▸ **DATA SHOWN**:
::::::::
PR #1485, opened 2026-08-04
fix(dev): enable development on macOS

### LINKED ISSUE #374: [RFE]: Provide dev contribution guide for Mac OS system
## Current situation
Mac OS runs zsh and the makefile of the project fails to execute certain commands on MAC Os.
Ex: `cd backend && ./tools/check_pkg_test.sh`
One can try to apply some hacks over the file to run the project manually.
But if option comes from upstream it will be something trustworthy.
Makefile of the project acc

## Impact

MAC Os users will be able to contribute.

KartikSuryavanshi:
Closes #374

## Summary

Makes Nebraska's development tooling work on macOS, which ships bash 3.2 and BSD utilities by default.

## Changes

- **`backend/tools/check_pkg_test.sh`** — replaced `mapfile` (bash 4+) with a `while read` loop, which works on the bash 3.2 shipped with macOS. Verified by running the script under `/bin/bash` (3.2.57).
- **`backend/tools/setup_local_db.sh`** and **`backend/tools/run-all.sh`** — replaced the GNU `getopt --longoptions` calls with portable argument parsing that also supports the `--opt=value` form used by `run-all.sh`. Verified under `/bin/bash` (3.2): short, long, and `=` forms parse; invalid and missing arguments produce clean errors.
- **`backend/Makefile`** — only passes `-extldflags "-static"` on non-macOS platforms. On macOS the system linker (`clang`) does not support static linking and the build fails with `ld: library 'crt0.o' not found`. Verified: `make -C backend build` now produces `backend/bin/nebraska` (Mach-O) on macOS; Linux container builds keep the flag.
- **`docs/development-macos.md`** — new macOS development guide, linked from the README's Development section.
- **`CHANGELOG.md`** — changelog entry.

## Verification

- All three scripts pass `bash -n` and run correctly under `/bin/bash` 3.2.
- `make -C backend build` succeeds on macOS (previously failed at link time).
- `NEBRASKA_SKIP_TESTS=1 go test -p 1 ./...` passes.
- Full test suite (DB-backed) requires Docker, so it runs in CI.


KartikSuryavanshi:
Thanks for the review. Both suggestions are addressed in the amended commit:

- **run-all.sh / setup_local_db.sh:** added a `[[ "${#}" -ge 2 ]] || fail "Missing value for ${1}"` guard before reading `${2}`, so `./run-all.sh --port` (or any option without a value in either script) now exits with a controlled error message instead of an unbound-variable error under `set -u`. Also switched the leftover-args message to `${*}` so both scripts are shellcheck-clean.
- **docs/development-macos.md:** the DB-free test command is now `NEBRASKA_SKIP_TESTS=1 make -C backend check-code-coverage`, since that target runs `go test -p 1 ./...` and the DB-backed packages' `TestMain` only skip when `NEBRASKA_SKIP_TESTS` is set.

Verified: both scripts pass `bash -n`, run cleanly under `/bin/bash` 3.2, and produce controlled "Missing value for ..." errors for missing-argument invocations. DCO is green.

KartikSuryavanshi:
@ervcz Can you please review this PR?

ervcz:

Thanks for your patience.

backend/Makefile
```diff
@@ -29,7 +29,15 @@ ifeq ($(VERSION),)
...
 
-LDFLAGS := "-w -X github.com/flatcar/nebraska/backend/pkg/version.Version=$(VERSION) -extldflags \"-static\""
+# The external linker on macOS (clang) does not support static linking
+# (-static), so that flag is only used on other platforms (e.g. Linux,
+# where the container image is built).
+VERSION_LDFLAGS := -w -X github.com/flatcar/nebraska/backend/pkg/version.Version=$(VERSION)
+ifeq ($(shell uname -s),Darwin)
+	LDFLAGS := "$(VERSION_LDFLAGS)"
+else
+	LDFLAGS := "$(VERSION_LDFLAGS) -extldflags \"-static\""
```
chengr4, line 39: I am not quite sure here, but if the backend does not depend on any C libraries,
maybe we should remove `-extldflags \"-static\"` and add `CGO_ENABLED=0` somewhere in Makefile 🤔?

## References

https://github.com/flatcar/nebraska/blob/35f11f46aedc6722bf747cafea63f2954c3ef6ec/Dockerfile#L8

backend/tools/check_pkg_test.sh
```diff
@@ -8,7 +8,10 @@
 set -euo pipefail
 
 output_lines=()
-mapfile -t output_lines < <(go list -f '{{.Dir}} - {{.TestGoFiles}} {{.XTestGoFiles}}' ./...)
+# mapfile is not available on macOS (bash 3.2), so collect the lines in a loop.
```
chengr4, line 11: Since `mapfile` is removed, mentioning it in the comment might confuse future readers 🤔?

backend/Makefile
ervcz: Good catch. I haven't tested any of this myself, but reading around it I wonder if it goes further than the PR assumes.
                                                                                                                                                                                                                                                                                                                                                                                      
`go tool link -help` describes `-extldflags` as "pass flags to external linker". If Go doesn't invoke an external linker when `CGO_ENABLED=0`, would the flag be doing anything for us at all? You already pointed at `Dockerfile#L8`, which sets `CGO_ENABLED=0`, so the container may be getting its static binary from there rather than from this flag.
                                                                                                                                                                                                                                                                                                                                                                                      
Could you try building both ways and see what actually comes out? If `CGO_ENABLED=0` alone gives a static binary, would something like this be simpler than the platform conditional?
                                                                                                                                                                                                                                                                                                                                                                                      
```make
bin/nebraska: run-generators
	CGO_ENABLED=0 go build -a -tags netgo -trimpath -ldflags ${LDFLAGS} -o bin/nebraska ./cmd/nebraska
```
                                                                                                                                                                                                                                                                                                                                                                                      
I'm also unclear why cgo is involved at all given `-tags netgo`. `go doc net` says netgo "disables entirely the use of the native (CGO) resolver", so it sounds like it only covers DNS, and the `os/user` docs mention an `osusergo` tag for the same purpose. Could `os/user` be what pulls cgo in? Comparing `go list -deps` with and without `osusergo` would presumably show it.
                                                                                                                                                                                                                                                                                                                                                                                      
One more, and I may have this wrong: doesn't `uname -s` report the host rather than the build target? If so, would `GOOS=linux make build` on a Mac still take the Darwin branch?

docs/development-macos.md
ervcz, line 1: My hesitation is that once the Makefile question is settled, I'm not sure how much is left that's genuinely macOS specific and worth adding a dedicate doc for Mac

chengr4:
Hi @KartikSuryavanshi,

Thank you for the PR. Since I am the assignee of this issue, I am helping review this PR.

Please reply to this PR within 3 days regarding whether you would still like to work on this; otherwise, we will close this PR.

If you have any question, feel free to ask.

Thank you so much again!

-- 

cc @ervcz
::::::::
▸ **YOUR GOAL**: What's required is that all of the material be returned exactly.

▸ **SOLUTION**:
PR #1485, opened 2026-08-04
fix(dev): enable development on macOS

### LINKED ISSUE #374: [RFE]: Provide dev contribution guide for Mac OS system
## Current situation
Mac OS runs zsh and the makefile of the project fails to execute certain commands on MAC Os.
Ex: `cd backend && ./tools/check_pkg_test.sh`
One can try to apply some hacks over the file to run the project manually.
But if option comes from upstream it will be something trustworthy.
Makefile of the project acc

## Impact

MAC Os users will be able to contribute.

KartikSuryavanshi:
Closes #374

## Summary

Makes Nebraska's development tooling work on macOS, which ships bash 3.2 and BSD utilities by default.

## Changes

- **`backend/tools/check_pkg_test.sh`** — replaced `mapfile` (bash 4+) with a `while read` loop, which works on the bash 3.2 shipped with macOS. Verified by running the script under `/bin/bash` (3.2.57).
- **`backend/tools/setup_local_db.sh`** and **`backend/tools/run-all.sh`** — replaced the GNU `getopt --longoptions` calls with portable argument parsing that also supports the `--opt=value` form used by `run-all.sh`. Verified under `/bin/bash` (3.2): short, long, and `=` forms parse; invalid and missing arguments produce clean errors.
- **`backend/Makefile`** — only passes `-extldflags "-static"` on non-macOS platforms. On macOS the system linker (`clang`) does not support static linking and the build fails with `ld: library 'crt0.o' not found`. Verified: `make -C backend build` now produces `backend/bin/nebraska` (Mach-O) on macOS; Linux container builds keep the flag.
- **`docs/development-macos.md`** — new macOS development guide, linked from the README's Development section.
- **`CHANGELOG.md`** — changelog entry.

## Verification

- All three scripts pass `bash -n` and run correctly under `/bin/bash` 3.2.
- `make -C backend build` succeeds on macOS (previously failed at link time).
- `NEBRASKA_SKIP_TESTS=1 go test -p 1 ./...` passes.
- Full test suite (DB-backed) requires Docker, so it runs in CI.


KartikSuryavanshi:
Thanks for the review. Both suggestions are addressed in the amended commit:

- **run-all.sh / setup_local_db.sh:** added a `[[ "${#}" -ge 2 ]] || fail "Missing value for ${1}"` guard before reading `${2}`, so `./run-all.sh --port` (or any option without a value in either script) now exits with a controlled error message instead of an unbound-variable error under `set -u`. Also switched the leftover-args message to `${*}` so both scripts are shellcheck-clean.
- **docs/development-macos.md:** the DB-free test command is now `NEBRASKA_SKIP_TESTS=1 make -C backend check-code-coverage`, since that target runs `go test -p 1 ./...` and the DB-backed packages' `TestMain` only skip when `NEBRASKA_SKIP_TESTS` is set.

Verified: both scripts pass `bash -n`, run cleanly under `/bin/bash` 3.2, and produce controlled "Missing value for ..." errors for missing-argument invocations. DCO is green.

KartikSuryavanshi:
@ervcz Can you please review this PR?

ervcz:

Thanks for your patience.

backend/Makefile
```diff
@@ -29,7 +29,15 @@ ifeq ($(VERSION),)
...
 
-LDFLAGS := "-w -X github.com/flatcar/nebraska/backend/pkg/version.Version=$(VERSION) -extldflags \"-static\""
+# The external linker on macOS (clang) does not support static linking
+# (-static), so that flag is only used on other platforms (e.g. Linux,
+# where the container image is built).
+VERSION_LDFLAGS := -w -X github.com/flatcar/nebraska/backend/pkg/version.Version=$(VERSION)
+ifeq ($(shell uname -s),Darwin)
+	LDFLAGS := "$(VERSION_LDFLAGS)"
+else
+	LDFLAGS := "$(VERSION_LDFLAGS) -extldflags \"-static\""
```
chengr4, line 39: I am not quite sure here, but if the backend does not depend on any C libraries,
maybe we should remove `-extldflags \"-static\"` and add `CGO_ENABLED=0` somewhere in Makefile 🤔?

## References

https://github.com/flatcar/nebraska/blob/35f11f46aedc6722bf747cafea63f2954c3ef6ec/Dockerfile#L8

backend/tools/check_pkg_test.sh
```diff
@@ -8,7 +8,10 @@
 set -euo pipefail
 
 output_lines=()
-mapfile -t output_lines < <(go list -f '{{.Dir}} - {{.TestGoFiles}} {{.XTestGoFiles}}' ./...)
+# mapfile is not available on macOS (bash 3.2), so collect the lines in a loop.
```
chengr4, line 11: Since `mapfile` is removed, mentioning it in the comment might confuse future readers 🤔?

backend/Makefile
ervcz: Good catch. I haven't tested any of this myself, but reading around it I wonder if it goes further than the PR assumes.
                                                                                                                                                                                                                                                                                                                                                                                      
`go tool link -help` describes `-extldflags` as "pass flags to external linker". If Go doesn't invoke an external linker when `CGO_ENABLED=0`, would the flag be doing anything for us at all? You already pointed at `Dockerfile#L8`, which sets `CGO_ENABLED=0`, so the container may be getting its static binary from there rather than from this flag.
                                                                                                                                                                                                                                                                                                                                                                                      
Could you try building both ways and see what actually comes out? If `CGO_ENABLED=0` alone gives a static binary, would something like this be simpler than the platform conditional?
                                                                                                                                                                                                                                                                                                                                                                                      
```make
bin/nebraska: run-generators
	CGO_ENABLED=0 go build -a -tags netgo -trimpath -ldflags ${LDFLAGS} -o bin/nebraska ./cmd/nebraska
```
                                                                                                                                                                                                                                                                                                                                                                                      
I'm also unclear why cgo is involved at all given `-tags netgo`. `go doc net` says netgo "disables entirely the use of the native (CGO) resolver", so it sounds like it only covers DNS, and the `os/user` docs mention an `osusergo` tag for the same purpose. Could `os/user` be what pulls cgo in? Comparing `go list -deps` with and without `osusergo` would presumably show it.
                                                                                                                                                                                                                                                                                                                                                                                      
One more, and I may have this wrong: doesn't `uname -s` report the host rather than the build target? If so, would `GOOS=linux make build` on a Mac still take the Darwin branch?

docs/development-macos.md
ervcz, line 1: My hesitation is that once the Makefile question is settled, I'm not sure how much is left that's genuinely macOS specific and worth adding a dedicate doc for Mac

chengr4:
Hi @KartikSuryavanshi,

Thank you for the PR. Since I am the assignee of this issue, I am helping review this PR.

Please reply to this PR within 3 days regarding whether you would still like to work on this; otherwise, we will close this PR.

If you have any question, feel free to ask.

Thank you so much again!

-- 

cc @ervcz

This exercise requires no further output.